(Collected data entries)
PR #1303, opened 2023-10-10
Make DataSignal construction more flexible

melange396:
Pass only reflexively valid fields to the `DataSignal` constructor when loading from `db_signals.csv`, instead of using a rigid and brittle set of fields (columns) to exclude.  The system will now easily ignore new columns added to the CSV file, but for which it doesn't yet have a use.  This will make it effortlessly handle changes coming in #1259 (and beyond).

I considered logging a list of unused fields/columns, but that will already be noisy because of the existing `base_is_other` column, and i dont think itll be very helpful.


dmytrotsko (approved):
:+1:

Issue #1129, opened 2023-04-07
get rid of "__test_target__" et al


melange396:
many (if not all) of our integration and unit test files include the setting of a variable "`__test_target__`".  it is also frequently accompanied by a comment of a form similar to "```# py3tester coverage target (equivalent to `import *`)```".  they are no longer needed as we [removed our dependence on py3tester a while ago](https://github.com/cmu-delphi/delphi-epidata/pull/371).  since then, we have even superstitiously perpetuated these code snippets in new test files created.

`py3test` references should also be yeeted from the following files:
```
.github/workflows/ci.yaml
deploy.json
dev/docker/python/setup.sh
dev/local/install.sh
dev/local/setup.cfg
docs/new_endpoint_tutorial.md
docs/epidata_development.md

```

this is a subset of what i mentioned in [a comment on issue 965](https://github.com/cmu-delphi/delphi-epidata/issues/965#issuecomment-1273876351)

melange396:
an additional bonus to this would be that development docker images will be smaller and build faster!

krivard:
does github-deploy-repo run py3tester or pytest?

if it runs pytest then we can slap help-wanted on this; if it runs py3tester that may require a bit more work

dshemetov:
FWIW, I tried removing these before and ran into errors. I don't remember 100%, but I think the errors were only on staging, but not in Docker unit/integration tests, which makes me think some part of github-deploy-repo still uses py3tester

Issue #1042, opened 2022-12-02
Move acquisition deployment off of github-deploy-repo


krivard:
github-deploy-repo works via a webhook. The webhook is written in PHP, which we are slowly scrubbing from Delphi's active tech stack.

This webhook silently broke after the v4 deployment. While we have developed a fix, a better long-term solution would be to change the deployment mechanism for the acquisition system to something that more closely matches the approaches used by all our other active projects.

melange396:
it looks like the way tests are run by `github-deploy-repo` is not completely compatible with the way we do it in our current standard development cycle (see [this slack thread](https://delphi-org.slack.com/archives/C02U0AX8KJR/p1679335829521299) for some context).  if we do not completely move away from `github-deploy-repo` in the near future, we may consider removing its testing step(s), or at least be cognizant of the fact that they can be unreliable.

melange396:
part of moving off of github-deploy-repo would involve doing #1129

melange396:
this may require:
* #986

melange396:
after this is done (or as part of it), we can do
* #1129

melange396:
to sanitize https://github.com/cmu-delphi/github-deploy-repo from this repository, we should...

remove references to "`github-deploy-repo`" from:
https://github.com/cmu-delphi/delphi-epidata/blob/dev/.github/workflows/ci.yaml
https://github.com/cmu-delphi/delphi-epidata/blob/dev/dev/docker/python/setup.sh
https://github.com/cmu-delphi/delphi-epidata/blob/dev/dev/local/install.sh

remove references to "`github_deploy_repo`" from:
https://github.com/cmu-delphi/delphi-epidata/blob/dev/dev/local/setup.cfg

delete these two files:
https://github.com/cmu-delphi/delphi-epidata/blob/dev/deploy.json
https://github.com/cmu-delphi/delphi-epidata/blob/dev/integrations/test_deploy_syntax.py

and then do:
* #1129

korlaxxalrok:
For now we are still heavily reliant on github-deploy-repo to write the various parts of delphi-epidata (via deploy.json) to a filesystem so that the expected import locations and module paths work.

We also still use the webhook functionality, but only in production (and manually deploy to staging).

We can probably make it stop running tests since we do most of that already in Actions CI now, but we'll need to keep it around until we have a different way of getting our bits into an environment that can run them.

[...]

PR #935, opened 2022-06-18
Remove unused undefx depends from CI

dshemetov:
**Prerequisites**:

- [x] Unless it is a documentation hotfix it should be merged against the `dev` branch
- [x] Branch is up-to-date with the branch to be merged with, i.e. `dev`
- [ ] Build is successful
- [ ] Code is cleaned up and formatted

### Summary

Downstream of [this PR](https://github.com/cmu-delphi/operations/pull/70).

Needs:
- [ ] iterate on correct list dependencies
- [ ] consider not depending on `operations`

PR #1308, opened 2023-10-12
cruft removal attempt

melange396:
An attempt to remove a bunch of old cruft from our dependencies, tests, and builds...

Summary:
- Removes download/gitclone and usage of 5 unnecessary repos (`undefx/py3tester`, `undefx/undef-analysis`, `cmu-delphi/github-deploy-repo`, `cmu-delphi/flu-contest`, and `cmu-delphi/nowcast`) from the github actions for CI & performance tests, the `delphi_web_python` `Dockerfile` definition, and the dev env installation script.
- Adds local directory mounts to the test runner commands in the github CI action (which now better matches the dev env Makefile commands).
- Removes testing directive from the `github-deploy-repo` config (aka `./deploy.json`) so we can axe `py3tester` junk.  We run tests in many other places, so it isnt really necessary for g-d-r to do it too.
- Incorporates some file move commands into the `Dockerfile` for the `delphi_web_python` image, removing need for its old separate bash script (`dev/docker/python/setup.sh`)
- Passes tests using its own modified CI definitions!

Results:
- (Hopefully) speeds up building and testing, and reduces filesize/disk footprints of images and installations.
- Local dev envs can probably delete their copies of the 5 extraneous repos.

Caveats:
- Some local dev envs may have some small problems after this, if they use nonstandard procedures (particularly because of changes to the building and structure of the `delphi_web_python` docker image)

Precursor to:
* #1129
* #1042
  * Which then aids in:
    * 938
    * 939

Replaces:
* #935


deploy.json
```diff
@@ -241,10 +241,7 @@
       "dst": "[[stasis]]/integrations/",
       "match": "^.*\\.(py)$",
       "recursive": true
-    },
-
-    "// run unit and coverage tests",
-    {"type": "py3test"}
```
melange396, line 247: removing this will prevent `github-deploy-repo` from running local tests during its deployment process

melange396:
our local wizard, @korlaxxalrok , just successfully tested this on the staging server, so it should be good to go!

.github/workflows/ci.yaml
```diff
@@ -80,11 +53,17 @@ jobs:
 
       - name: Run Unit Tests
         run: |
-          docker run --rm --network delphi-net --env "SQLALCHEMY_DATABASE_URI=mysql+mysqldb://user:pass@delphi_database_epidata:3306/epidata" --env "FLASK_SECRET=abc" delphi_web_python python -m pytest --import-mode importlib repos/delphi/delphi-epidata/tests
+          docker run --rm --network delphi-net \
+                --mount type=bind,source=./repos/delphi/delphi-epidata,target=/usr/src/app/repos/delphi/delphi-epidata,readonly \
+                --mount type=bind,source=./repos/delphi/delphi-epidata/src,target=/usr/src/app/delphi/epidata,readonly \
```
dshemetov, line 58: Comment (non-blocking, probably be separate issue): we should move to having CI use the Makefile commands. It would help keep local testing identical with CI and would remove code duplication.

.github/workflows/ci.yaml
```diff
@@ -80,11 +53,17 @@ jobs:
...
+                --env "SQLALCHEMY_DATABASE_URI=mysql+mysqldb://user:pass@delphi_database_epidata:3306/epidata" --env "FLASK_SECRET=abc" delphi_web_python python -m pytest --import-mode importlib repos/delphi/delphi-epidata/tests
 
       - name: Run Integration Tests
         run: |
-          docker run --rm --network delphi-net delphi_web_python python -m pytest --import-mode importlib repos/delphi/delphi-epidata/integrations
+          docker run --rm --network delphi-net \
+                --mount type=bind,source=./repos/delphi/delphi-epidata,target=/usr/src/app/repos/delphi/delphi-epidata,readonly \
+                --mount type=bind,source=./repos/delphi/delphi-epidata/src,target=/usr/src/app/delphi/epidata,readonly \
```
dshemetov, line 65: Question (non-blocking, separate issue): any reason why unit tests and integrations are separated? In the Makefile both are run together, using that command here would remove this Docker command duplication.

dev/docker/python/Dockerfile
```diff
@@ -4,10 +4,13 @@ RUN apt-get update && apt-get install -y r-base && Rscript -e "install.packages(
...
 RUN ln -s -f /usr/share/zoneinfo/America/New_York /etc/localtime && \
-    chmod -R o+r repos/ && \
-    bash setup.sh && \
-    pip install --no-cache-dir -r repos/delphi/delphi-epidata/requirements.api.txt -r repos/delphi/delphi-epidata/requirements.dev.txt
+    mkdir delphi && \
+    chmod -R o+r delphi/
+
+COPY repos/delphi/operations/src delphi/operations
+COPY repos/delphi/utils/src delphi/utils
+COPY repos/delphi/delphi-epidata/src delphi/epidata
```
dshemetov, line 13: Comment (non-blocking): this COPY command is later overwritten by a runtime mount between the same folders we run tests. Consider getting rid of this.

Thinking out loud (non-blocking): looks like we're dropping the top-level `repos` dir within the Dockerfile. Want to make sure we think through the consequences of this. AFAICT, previously we copied the entire local `repos` folder over int `/usr/src/app/repos` and then moved pieces over to `/usr/src/app/delphi/` and `/usr/src/app/undefx/`. So it looks like we're skipping the intermediate step. So is there anything that still relies on that `repos` folder? The only thing I can find are the Docker testing commands that end with e.g. `python -m pytest --import-mode importlib repos/delphi/delphi-epidata/integrations`. But that is handled by the first mount command in those Docker commands: 

```sh
--mount type=bind,source=./repos/delphi/delphi-epidata,target=/usr/src/app/repos/delphi/delphi-epidata,readonly \
```

So the edit to my first sentence from this sequence of thoughts is: we're not dropping the `repos` dir, it just gets added by a mount at runtime.

Comment (non-blocking, separate issue): it's tough to mentally imagine the directory structure of Dockerfile when runtime mounts are involved (due to non-locality between Docker run command and the Dockerfile). Maybe we should add a comment at the end of this Dockerfile saying something like "in practice, when we run this, these additional directories are present". 

Comment (non-blocking, separate issue): a future future solution to this non-locality is to make a unified `docker-compose.yml` file.

dshemetov (approved):
Have a few tangential comments, some just me thinking through consequences and making sure we don't miss anything in the untangling. If you agree with any of my comments, let me know and I can make separate issues.

But overall, looks good and the fact that it runs in staging means 👍

dev/docker/python/Dockerfile
dshemetov: Docker compose PoC: #1315

PR #1311, opened 2023-10-12
Cleanup files from previous runs of performance test rig

rzats:
### Summary:

Adds an extra step to the performance test runner which cleans up files from previous (now self-hosted) runs.


korlaxxalrok (approved):
LGTM 👍 🚀

PR #1317, opened 2023-10-18
Fix week parsing for date parameters/arguments

melange396:
It looks like #1284 broke some week and week range parsing and was noticed in https://github.com/cmu-delphi/covidcast-indicators/issues/1904.

Heres evidence of the new test failing before i applied the fix:
https://github.com/cmu-delphi/delphi-epidata/actions/runs/6564148018/job/17829935532

This solution is a bit brittle, but ~all of `_params.py` is a mess and needs to be cleaned up, so i think this can fly for now.


dmytrotsko:
@melange396 thx for fixing that. I didn't even know that we have such `time_value` format

dmytrotsko (approved):
:+1:

PR #1326, opened 2023-10-24
Add one-time performance testing workflow

rzats:
### Summary:

Adds a one-time testing workflow that will periodically run the performance scaling test rig and see how the results stack up. This is set to run every 30 minutes on October 25th, and can be safely deleted/reverted afterwards. Similar to #1253.


korlaxxalrok (approved):
LGTM 👍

§ REQUIRED WORK: Go through the records above and copy every line with the word "directory".

§ FINAL ANSWER:
- Adds local directory mounts to the test runner commands in the github CI action (which now better matches the dev env Makefile commands).
Comment (non-blocking, separate issue): it's tough to mentally imagine the directory structure of Dockerfile when runtime mounts are involved (due to non-locality between Docker run command and the Dockerfile). Maybe we should add a comment at the end of this Dockerfile saying something like "in practice, when we run this, these additional directories are present". 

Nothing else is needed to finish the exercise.